All of the governments involved understand the argument for coordinated action. The imbalances have been created at least partly by a mismatch of policies—notably, the overborrowing by America’s government, China’s increasingly irrational zeal to maintain an overly competitive currency, and the failure in so much of Europe to undertake the economic reforms (such as the intended loosening of labor rules in France) that would lower unemployment and spur growth.

The changes in policy needed to restore international balance are desirable for domestic reasons, in any case. Federal overborrowing would hurt Americans in the end even if the international imbalances were not getting out of hand; a stronger renminbi would help American exports, but it would be good for China’s consumers too; Europe, presumably, would prefer lower unemployment and faster growth.

But since these issues are internationally linked, and at the moment to an unusual degree, there is an unusually sweet opportunity to devise an approach that recognizes and exploits the connections. For instance, a smaller American budget deficit would reduce demand in the economy. This contractionary effect could be offset by a coordinated rise in China’s currency and pro-growth economic reform in Europe.

Unfortunately, seeing a need to act and being able to act—especially in unison—are two different things. The policies required by each country must be passed by domestic legislatures and (even in China’s case) sold to domestic interests. Used intelligently, a G-8-wide or broader agreement could ease that political burden. It could tell the world, “We’re all in this together, each of us playing a part.” The imprimatur of an international resolution and the perception of foreign “concessions” can be useful crutches for political action.

The leaders who will gather in Saint Petersburg seem to understand this too. In April their finance ministers and central-bank governors agreed to a new mandate for the International Monetary Fund, asking it to study the imbalance (as if it had not already been doing so: the fund issued strong warnings about all of this four years ago) and publish recommendations for an internationally coordinated approach to resolving it.

Up to a point, this is encouraging. But the IMF has no power to force these governments to act. They are not borrowing from the IMF, unlike the small, poor, near-bankrupt countries that it is accustomed to supervising. It has no leverage except persuasion—and if it has a care for its own continued existence, it had better use even that with extreme circumspection. (What would Congress make of the IMF’s appearing to dictate American fiscal policy?)

The IMF might serve as a useful prod, but real leadership—starting with strong public statements of support and commitment—must come from the crippled heads of state in Saint Petersburg. Unfortunately, the politics of weakness often tugs in another, less productive direction—especially before a crisis actually boils over. It will be tempting for these leaders to say, “This problem is mainly China’s fault, and Europe’s fault.

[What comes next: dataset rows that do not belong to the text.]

PR #720, opened 2026-07-09
Fix quota reservation lock conflict handling

srstack:
## Summary
- retry transient lock conflicts around meta upload reservation transactions
- fail open after retry exhaustion to preserve upload availability while recording busy_fail_open metrics
- add regression coverage for retry, business-error bypass, context cancellation, and backend fail-open semantics

## Tests
- go test ./pkg/meta ./pkg/backend ./pkg/server ./pkg/client

## Summary by CodeRabbit

* **New Features**
  * Added a distinct “quota reservation busy” error signal and corresponding fail-open handling during upload reservations.
  * Emit a dedicated metric for busy fail-open outcomes.

* **Bug Fixes**
  * Central upload quota reservation now retries on temporary metadata lock conflicts with backoff, and returns the busy signal after retries are exhausted.
  * Prevents reserved quota bytes from leaking when the reservation is handled as fail-open.

* **Tests**
  * Added/extended coverage for busy fail-open behavior, lock-conflict retry, retry exhaustion, context cancellation, and lock-conflict detection patterns.

### DIFF
--- a/pkg/backend/quota.go
+++ b/pkg/backend/quota.go
@@ -21,6 +21,7 @@ var (
 	ErrMediaLLMQuotaExceeded    = errors.New("tenant media LLM file quota exceeded")
 	ErrReservationNotFound      = errors.New("upload reservation not found")
 	ErrReservationAlreadyExists = errors.New("upload reservation already exists")
+	ErrQuotaReservationBusy     = errors.New("quota reservation busy")
 )
 
 type storageQuotaCheckResult struct {
--- a/pkg/backend/round_a_review_test.go
+++ b/pkg/backend/round_a_review_test.go
@@ -144,6 +144,20 @@ func TestRoundA_Fix1_ReserveUploadOnServer_NoLeakOnInsertFailure(t *testing.T) {
 	}
 }
 
+func TestReserveUploadOnServer_BusyFailOpensWithoutLeak(t *testing.T) {
+	b, fake := newCentralQuotaBackend(t)
+	fake.insertReservationErr = ErrQuotaReservationBusy
+
+	reserved, err := b.reserveUploadOnServer(context.Background(), "u1", "/a", 100, 0)
+	if reserved || err != nil {
+		t.Fatalf("busy fail-open path: reserved=%v err=%v, want (false, nil)", reserved, err)
+	}
+	u, _ := fake.GetQuotaUsage(context.Background(), "tenant-a")
+	if u.ReservedBytes != 0 {
+		t.Fatalf("reserved_bytes = %d after busy reserve, want 0", u.ReservedBytes)
+	}
+}
+
 func TestRoundA_Fix1_ReserveUploadOnServer_DuplicateIsIdempotent(t *testing.T) {
 	b, fake := newCentralQuotaBackend(t)
 
--- a/pkg/backend/upload_reservation.go
+++ b/pkg/backend/upload_reservation.go
@@ -29,6 +29,10 @@ import (
 //     server DB is unreachable (fail-open). Callers treat this as "no
 //     server-side reservation", so the matching abort/complete paths skip
 //     counter adjustments.
+//   - (false, nil): central quota stayed lock-contended after bounded retries.
+//     This also fail-opens to avoid a user-visible upload-initiate failure, but
+//     it records a distinct busy_fail_open metric so quota-admission bypass risk
+//     is observable.
 //
 // Idempotency: a duplicate (tenant_id, upload_id) is treated as
 // (true, nil) — the original initiate already claimed the reservation;
@@ -88,6 +92,14 @@ func (b *Dat9Backend) reserveUploadOnServer(ctx context.Context, uploadID, targe
 			zap.String("upload_id", uploadID))
 		metrics.RecordTenantOperation(b.tenantID, "central_quota", "reserve_upload", "duplicate", time.Since(start))
 		return true, nil
+	case errors.Is(err, ErrQuotaReservationBusy):
+		logger.Warn(ctx, "central_quota_reserve_upload_busy_fail_open",
+			zap.String("tenant_id", b.tenantID),
+			zap.String("upload_id", uploadID),
+			zap.Int64("size", totalSize),
+			zap.Error(err))
+		metrics.RecordTenantOperation(b.tenantID, "central_quota", "reserve_upload", "busy_fail_open", time.Since(start))
+		return false, nil
 	default:
 		logger.Warn(ctx, "central_quota_reserve_upload_failed",
 			zap.String("tenant_id", b.tenantID),
--- a/pkg/meta/meta.go
+++ b/pkg/meta/meta.go
@@ -26,6 +26,7 @@ var (
 	ErrStorageQuotaExceeded     = errors.New("tenant storage quota exceeded")
 	ErrFileCountQuotaExceeded   = errors.New("tenant file count quota exceeded")
 	ErrReservationAlreadyExists = errors.New("upload reservation already exists")
+	ErrQuotaReservationBusy     = errors.New("quota reservation busy")
 )
 
 type TenantStatus string
--- a/pkg/meta/quota.go
+++ b/pkg/meta/quota.go
@@ -10,6 +10,8 @@ import (
 	"sync/atomic"
 	"time"
 
+	mysql "github.com/go-sql-driver/mysql"
+
 	"github.com/mem9-ai/drive9/pkg/logger"
 	"github.com/mem9-ai/drive9/pkg/metrics"
 	"go.uber.org/zap"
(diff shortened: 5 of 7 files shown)


srstack:
Reviewed. Verified locally: build, `go vet`, and gofmt are clean; `pkg/meta` and `pkg/backend` retry/reserve/atomic tests pass.

**The core design is sound.** The busy path reuses the existing `(false, nil)` fail-open contract rather than inventing a new one, so it slots cleanly into the reserve-first saga:
- No quota leak on exhaustion — `atomicReserveAndInsertUploadOnce` runs the whole reserve+insert in a single `InTx`, so a lock-conflict rollback commits nothing; `TestReserveUploadOnServer_BusyFailOpensWithoutLeak` confirms `reserved_bytes == 0`.
- Callers already gate all counter adjustments on `reserved` (e.g. `upload.go` only calls `abortUploadReservation` when `reserved`), and `applyUploadCompleteTx` treats `settled=false` (case 1: fail-open initiate) by charging storage directly with no reserved→storage transfer. So the busy path neither double-counts nor leaks.
- No nested-retry amplification: `InTx` does not retry internally, and there's no other deadlock-retry layer in `pkg/meta`, so this is the single retry site.
- Retry logic is correct: business errors (`ErrStorageQuotaExceeded`, etc.) are not matched by `isMetaLockConflictError` and propagate immediately; `ctx.Done()` is honored during backoff; the per-retry `lock_conflict_retry` count is recorded. All four behaviors have regression tests.

**A few non-blocking notes:**

1. **Fail-open = quota-admission bypass under sustained contention.** This is a deliberate availability-over-strict-enforcement tradeoff, consistent with the existing DB-unreachable fail-open, and it's observable via the `busy_fail_open` metric — good. Suggest wiring an alert on `rate(...result="busy_fail_open")` so sustained bypass (which lets uploads through without a reservation) is caught, since under a hot-row deadlock storm this could fire steadily.

2. **Linear backoff has no jitter.** `attempt * 20ms` → 20/40/60ms, ~120ms max added initiate latency (fine). But without jitter, many upload-initiates deadlocking on the same hot row will retry in lock-step and re-collide. A small random jitter would spread them out and improve the retry success rate under real contention.

3. **String-matched lock detection** (`Deadlock found`/`1213`/`40001`/`Lock wait timeout`/`1205`) is fragile if the driver's error wording changes, but it's consistent with the existing error-classification style in the codebase, and matching both the code and the text is a reasonable belt-and-suspenders. Fine as-is.

4. **Minor edge:** if ctx is canceled *during* `fn()` on the final attempt and `fn` returns a lock-conflict error, the caller gets `ErrQuotaReservationBusy` rather than `context.Canceled`. Harmless (it fail-opens either way), just slightly less precise than the mid-backoff cancellation path. Not worth changing unless you want the ctx check hoisted above the attempt-exhaustion break.

5. **Scope:** retry is applied only to the reserve path, not to abort/complete transactions. Reasonable — reserve is the user-visible initiate path — but abort/complete lock conflicts will still surface as raw errors elsewhere; worth a follow-up if those show up in practice.

Overall LGTM. None of the above blocks merge; (1) and (2) are the ones I'd most encourage picking up.

srstack:
Re-reviewed `49fea27c` (remove redundant write conflict check). Verified: build/vet/gofmt clean, `pkg/meta` retry tests pass.

The redundant `(9007 && write conflict)` clause is gone; the effective rule is now simply case-insensitive `contains "write conflict"`, which is what the earlier subset made it anyway. `lower` is still used for that check, so no dead variable. The negative case (`9007 quota unavailable` → not retried) is still covered by `TestIsMetaLockConflictErrorIncludesTiDBWriteConflict`.

All my earlier points are addressed:
- `%w` double-wrap preserves the underlying lock error in the chain (tested).
- TiDB `9007`/`write conflict` detection added — this was the substantive fix; MySQL-only `1213`/`1205` matching would have been a near no-op against TiDB's optimistic-txn contention.
- Redundant clause removed.

The optional items I raised (backoff jitter, alerting on `busy_fail_open`) are not code-blocking — and I see the alerting half is being handled in runbooks#2652. LGTM.

qiffang (changes requested):
Verdict: REVISE — 1 blocker.

**B1 (BLOCKER): lock-conflict classification is too broad and can convert unrelated errors into quota fail-open.**

`pkg/meta/quota.go:576-581` classifies lock conflicts with raw string substring checks:

- `strings.Contains(msg, "40001")`
- `strings.Contains(lower, "write conflict")`

That is not safe enough for the upload admission path. After four matching attempts, `retryMetaLockConflict` wraps the error as `ErrQuotaReservationBusy`; `pkg/backend/upload_reservation.go:95-102` then treats that sentinel as `(reserved=false, err=nil)`, so the upload proceeds without a central quota reservation. A false positive here is not just an extra retry; it changes quota admission behavior to fail-open.

Please tighten this to structured DB error matching where possible. For this codebase that should mean using `errors.As` on the driver error type for MySQL/TiDB error numbers / SQLSTATE, then only falling back to exact, constrained message patterns. At minimum, do not match arbitrary occurrence of `40001` or `write conflict` in any wrapped error string. The TiDB write-conflict case should be tied to the TiDB/MySQL error shape, not any application/domain error that happens to contain those words.

Add negative regression tests proving these do **not** retry/fail-open:
- an unrelated error string containing `40001` as an ID/count/port/etc.
- an unrelated application error containing `write conflict` text.
- a wrapped non-DB error whose context contains those substrings.

**Non-blocking notes:**

- The busy fail-open path is an availability-over-admission tradeoff. I’m not keeping this as a blocker because generic central-quota fail-open already existed and `applyUploadCompleteTx` charges `storage_bytes` directly when no reservation row exists. Still, sustained lock contention can bypass initiate-time quota admission until completion-time charging; wire an alert/runbook threshold for `busy_fail_open`, and define when the system should fail closed or backpressure.
- The deterministic 20/40/60ms backoff has no jitter, so concurrent upload initiates can retry in lockstep under a hot-row contention storm. Jitter is recommended.
- Retry is only applied to the reserve path. That is acceptable for this PR because reserve is the user-visible admission path, but abort/complete can still surface raw lock conflicts; track separately if they appear in production.

Validation:
- `git diff --check origin/main...pr-720-review` passed locally.
- `go test ./pkg/meta ./pkg/backend ./pkg/server ./pkg/client` could not run locally because package TestMain starts testcontainers and this machine has no rootless Docker (`panic: rootless Docker not found`). GitHub `ci` and `drive9-server-local e2e smoke` are green on the PR.

qiffang (changes requested):
## Adversary Review — REVISE

Reviewed at `49fea27` (3 commits: quota reservation lock conflict retry + fail-open).

### Blocker

**B1 — `isMetaLockConflictError` substring matching is too broad and risks false-positive fail-open.**

`pkg/meta/quota.go` line ~578: the function matches raw substrings in `.Error()` output:
- `"40001"` matches any error containing that number (port, txn ID, row count), not just SQLSTATE 40001
- `"write conflict"` (case-insensitive) matches any error mentioning these words, even from non-DB subsystems

A false positive triggers `ErrQuotaReservationBusy`, which `reserveUploadOnServer` maps to `(false, nil)` — fail-open quota bypass. The matching must be tightened to avoid unintended quota bypass on non-lock errors. Prefer structured error code extraction from the DB driver, or at minimum anchor the patterns (e.g., `"SQLSTATE 40001"`, `"Error 1213 "` with trailing space).

### Non-blocking notes

**N1 — Fail-open admission bypass is bounded but should have alerting policy.**
`applyUploadCompleteTx` charges storage at completion even without a reservation, so bypass is temporary (admission-time only, not permanent quota evasion). However, under sustained contention, tenants can temporarily exceed quota. Define an acceptable bypass rate threshold and alert on `busy_fail_open` metric exceeding it.

**N2 — Linear backoff may cause retry collision storms.**
`time.Duration(attempt) * 20ms` gives 20/40/60ms. Under high concurrency, retrying transactions can collide again at the same delay. Consider exponential backoff with jitter.

**N3 — Retry scope is inconsistent.**
Only `AtomicReserveAndInsertUpload` retries on lock conflict. Other meta write operations (abort, complete, quota adjustments) face the same contention but don't retry. Document why only reserve needs retry, or apply consistently.

---
*Unified review from @adversary-1 and @adversary-2*

srstack:
Addressed B1 in d4b4604e.

What changed:
- `isMetaLockConflictError` now first uses `errors.As` to inspect `*mysql.MySQLError` and only treats MySQL/TiDB lock conflicts as retryable for `SQLState=40001`, `Number=1213`, `Number=1205`, or TiDB `Number=9007` with a `write conflict` message.
- The string fallback is now constrained to DB-shaped messages such as `Error 1213 ... Deadlock found`, `Error 1205 ... Lock wait timeout exceeded`, `SQLSTATE 40001`, and `Error/ERROR 9007 (...) ... write conflict`.
- Added negative regression coverage proving unrelated strings containing `40001`, unrelated app errors containing `write conflict`, and wrapped non-DB errors with those substrings do not retry and do not return `ErrQuotaReservationBusy`.

Validation:
- `GOCACHE=/tmp/drive9-go-cache go test ./pkg/meta -count=1`
- `GOCACHE=/tmp/drive9-go-cache go test ./pkg/backend ./pkg/server ./pkg/client -count=1`
- `git diff --check`

The optional jitter/follow-up scope notes remain intentionally out of this blocker fix.

qiffang (approved):
GREEN from my side at head d4b4604.

The prior blocker is resolved: lock-conflict detection no longer treats bare `40001` or `write conflict` substrings as retryable. The typed MySQL path checks SQLState / errno, the TiDB 9007 path requires write-conflict semantics, and fallback matching is constrained to DB-shaped errors. The new negative tests cover unrelated 40001/write-conflict text and verify those paths do not return the busy sentinel that the backend fail-opens.

Validation: `git diff --check origin/main...HEAD`, gofmt check on changed Go files, `go test -c ./pkg/meta ./pkg/backend ./pkg/tenant`, and `go vet ./pkg/meta ./pkg/backend ./pkg/tenant` passed locally. Runtime `go test` for `pkg/meta`/`pkg/backend` is still blocked on this machine by missing rootless Docker/testcontainers, but GitHub `ci`, `drive9-server-local e2e smoke`, and CodeRabbit are green on the latest head.

PR #723, opened 2026-07-10
Cache TiDB Cloud RBAC and persist spending limit

srstack:
## Summary
- persist TiDB Cloud spending limit in tenant quota config and return quota/admin responses from local DB
- add positive TiDB Cloud API-key-to-cluster RBAC cache so quota/admin reads avoid repeated OpenAPI calls
- backfill or reconcile local spending limit from TiDB Cloud when authorization refreshes, including create-time quota and pool claim flows

## Tests
- go test ./pkg/meta ./pkg/server -run 'TestQuota|TestAdminTenant|TestGetQuotaConfig|TestMetaSchema|TestDiffMetaTableMetaReportsMissingPrimaryKeyConstraint' -count=1
- go test ./pkg/meta ./pkg/server -count=1
- go test ./pkg/client -count=1

## Summary by CodeRabbit

* **New Features**
  * Added TiDB Cloud spending-limit fields to tenant quota settings (including explicit `0`) with local persistence and checked timestamps.
  * Improved sync/backfill and admin quota handling so stored values are preferred, with targeted refresh when needed.
  * Added TiDB Cloud RBAC caching and new quota observability metrics (including no `tenant_id` label).
* **Bug Fixes**
  * Updated upload quota enforcement to apply storage/file limits only when quota overrides are enabled.
* **Documentation**
  * Revised the quota guide for updated semantics and expanded operator alerting guidance.
* **Tests**
  * Expanded quota and metrics coverage for spending-only and caching/backfill scenarios.

### DIFF
--- a/docs/guides/quota.md
+++ b/docs/guides/quota.md
@@ -205,3 +205,13 @@ The quota API returns JSON errors through the standard server error shape.
   gaps require operational reconciliation from tenant file metadata.
 - Multipart uploads use a stricter reserve-first path before writing tenant
   upload state.
+- TiDB Cloud quota reads expose low-cardinality observability counters:
+  `drive9_tidbcloud_rbac_cache_requests_total`,
+  `drive9_tidbcloud_openapi_requests_total`,
+  `drive9_tidbcloud_spending_limit_sync_total`, and
+  `drive9_tidbcloud_spending_limit_missing_total`. These metrics intentionally
+  do not include `tenant_id`.
+- Do not alert on cache misses, spending-limit backfills, or missing local
+  spending-limit observations being greater than zero. Those are normal during
+  first access, key changes, or migration. Alert only on sustained TiDB Cloud
+  OpenAPI error rate or an unexpected OpenAPI call-rate baseline increase.
--- a/docs/guides/quota.md
+++ b/docs/guides/quota.md
@@ -1,6 +1,6 @@
 # drive9 quota guide
 
-Last verified: 2026-06-24.
+Last verified: 2026-07-10.
 
 This guide shows how to read and update Drive9 tenant quota from the CLI and
 HTTP API in TiDBCloud Mode.
@@ -14,7 +14,7 @@ Drive9 exposes these user-settable quota settings:
 | `max_storage_size` | Maximum confirmed plus reserved file storage size, in Mi. Stored in Drive9. |
 | `max_file_size` | Maximum single file size, in Mi. Stored in Drive9. Must not exceed the server `DRIVE9_MAX_UPLOAD_BYTES` limit. |
 | `max_file_count` | Maximum file count. Stored in Drive9. `0` means unlimited. |
-| `tidbcloud_spending_limit` | TiDB Cloud Cluster Spending Limit. The value is passed through to TiDB Cloud, read from and written to the TiDB Cloud cluster, and not stored in Drive9. See the [TiDB Cloud Spending Limit guide](https://docs.pingcap.com/tidbcloud/manage-serverless-spend-limit). |
+| `tidbcloud_spending_limit` | TiDB Cloud Cluster Spending Limit. Drive9 stores the latest known value locally after create/update or a TiDB Cloud authorization refresh. `0` is a valid explicit value; missing local data is treated as unknown until it is backfilled from TiDB Cloud. See the [TiDB Cloud Spending Limit guide](https://docs.pingcap.com/tidbcloud/manage-serverless-spend-limit). |
 
 Quota responses include these storage usage counters:
 
@@ -36,14 +36,18 @@ the same keys as the server defaults when passed explicitly.
 Only `tidb_cloud_native` tenants support quota update through this API. Other
 tenant providers use their configured defaults.
 
-Tenant list/get first lists TiDB Cloud managed clusters with the supplied TiDB
-Cloud API keys. Drive9 reads local tenant and quota config only after that read
-succeeds.
+Tenant list/get validates that the supplied TiDB Cloud API key can access the
+tenant's cluster. Drive9 caches successful API-key-to-cluster authorization in
+process to avoid calling the TiDB Cloud OpenAPI on every read. The quota
+response itself is assembled from Drive9's local tenant, quota config, and usage
+tables after authorization succeeds.
 
 Quota update first reads the TiDB Cloud cluster labels, then patches the Drive9
 quota update labels to confirm the API key has cluster write permission. If that
 label patch succeeds, Drive9 patches `tidbcloud_spending_limit` when present and
-then writes any Drive9-stored quota fields.
+then writes any Drive9-stored quota fields. If a TiDB Cloud read returns a
+spending limit that is missing or different locally, Drive9 updates the local
+copy before returning the quota response.
 
 ## CLI
 
--- a/docs/guides/quota.md
+++ b/docs/guides/quota.md
@@ -38,9 +38,11 @@ tenant providers use their configured defaults.
 
 Tenant list/get validates that the supplied TiDB Cloud API key can access the
 tenant's cluster. Drive9 caches successful API-key-to-cluster authorization in
-process to avoid calling the TiDB Cloud OpenAPI on every read. The quota
-response itself is assembled from Drive9's local tenant, quota config, and usage
-tables after authorization succeeds.
+process for up to one hour to avoid calling the TiDB Cloud OpenAPI on every
+read. Empty managed-cluster list results are not retained, and successful tenant
+create/delete paths invalidate the full-list cache for the submitted
+credentials. The quota response itself is assembled from Drive9's local tenant,
+quota config, and usage tables after authorization succeeds.
 
 Quota update first reads the TiDB Cloud cluster labels, then patches the Drive9
 quota update labels to confirm the API key has cluster write permission. If that
--- a/pkg/meta/meta.go
+++ b/pkg/meta/meta.go
@@ -631,6 +631,7 @@ func metaInitSchemaStatements() []string {
 			max_file_count        BIGINT NOT NULL DEFAULT 0,
 			max_media_llm_files   BIGINT NOT NULL DEFAULT 500,
 			max_monthly_cost_mc   BIGINT NOT NULL DEFAULT 0,
+			tidbcloud_spending_limit BIGINT NULL,
 			created_at            DATETIME(3) NOT NULL DEFAULT CURRENT_TIMESTAMP(3),
 			updated_at            DATETIME(3) NOT NULL DEFAULT CURRENT_TIMESTAMP(3) ON UPDATE CURRENT_TIMESTAMP(3)
 		)`,
--- a/pkg/meta/meta.go
+++ b/pkg/meta/meta.go
@@ -631,7 +631,9 @@ func metaInitSchemaStatements() []string {
 			max_file_count        BIGINT NOT NULL DEFAULT 0,
 			max_media_llm_files   BIGINT NOT NULL DEFAULT 500,
 			max_monthly_cost_mc   BIGINT NOT NULL DEFAULT 0,
+			quota_limits_overridden TINYINT(1) NOT NULL DEFAULT 1,
 			tidbcloud_spending_limit BIGINT NULL,
+			tidbcloud_spending_limit_checked_at DATETIME(3) NULL,
 			created_at            DATETIME(3) NOT NULL DEFAULT CURRENT_TIMESTAMP(3),
 			updated_at            DATETIME(3) NOT NULL DEFAULT CURRENT_TIMESTAMP(3) ON UPDATE CURRENT_TIMESTAMP(3)
 		)`,
--- a/pkg/meta/meta_test.go
+++ b/pkg/meta/meta_test.go
@@ -964,6 +964,13 @@ func TestMetaSchemaSpecTracksPrimaryKeyConstraint(t *testing.T) {
 	if !pk.isPrimary {
 		t.Fatal("expected primary constraint marker")
 	}
+	spendingLimit, ok := table.columns["tidbcloud_spending_limit"]
+	if !ok {
+		t.Fatal("tenant_quota_config schema missing tidbcloud_spending_limit")
+	}
+	if spendingLimit.addSQL != "ALTER TABLE tenant_quota_config ADD COLUMN tidbcloud_spending_limit BIGINT NULL" {
+		t.Fatalf("tidbcloud_spending_limit addSQL = %q", spendingLimit.addSQL)
+	}
 }
 
 func TestMetaSchemaSpecIncludesTenantS3EncryptionColumns(t *testing.T) {
@@ -1333,14 +1340,15 @@ func TestDiffMetaTableMetaReportsMissingPrimaryKeyConstraint(t *testing.T) {
 	meta := metaTableMeta{
 		tableName: "tenant_quota_config",
 		columns: map[string]metaColumnMeta{
-			"tenant_id":           {columnType: "varchar(64)"},
-			"max_storage_bytes":   {columnType: "bigint"},
-			"max_file_size_bytes": {columnType: "bigint"},
-			"max_file_count":      {columnType: "bigint"},
-			"max_media_llm_files": {columnType: "bigint"},
-			"max_monthly_cost_mc": {columnType: "bigint"},
-			"created_at":          {columnType: "datetime(3)"},
-			"updated_at":          {columnType: "datetime(3)"},
+			"tenant_id":                {columnType: "varchar(64)"},
+			"max_storage_bytes":        {columnType: "bigint"},
+			"max_file_size_bytes":      {columnType: "bigint"},
+			"max_file_count":           {columnType: "bigint"},
+			"max_media_llm_files":      {columnType: "bigint"},
+			"max_monthly_cost_mc":      {columnType: "bigint"},
+			"tidbcloud_spending_limit": {columnType: "bigint"},
+			"created_at":               {columnType: "datetime(3)"},
+			"updated_at":               {columnType: "datetime(3)"},
 		},
 	}
 	createStmt := `CREATE TABLE tenant_quota_config (
@@ -1350,6 +1358,7 @@ func TestDiffMetaTableMetaReportsMissingPrimaryKeyConstraint(t *testing.T) {
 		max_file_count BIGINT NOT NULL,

The IMF should force them to act.” Blaming foreigners is a time-tested political strategy. If that strategy is invoked, the IMF, the summit, or whatever mode of international cooperation is adopted may actually slow reforms further.

So here’s the key question, which the summit will at least begin to answer: After all of the political and economic calculations have been done, what do enfeebled governments really see—an opportunity to act more effectively, or just somebody else to blame?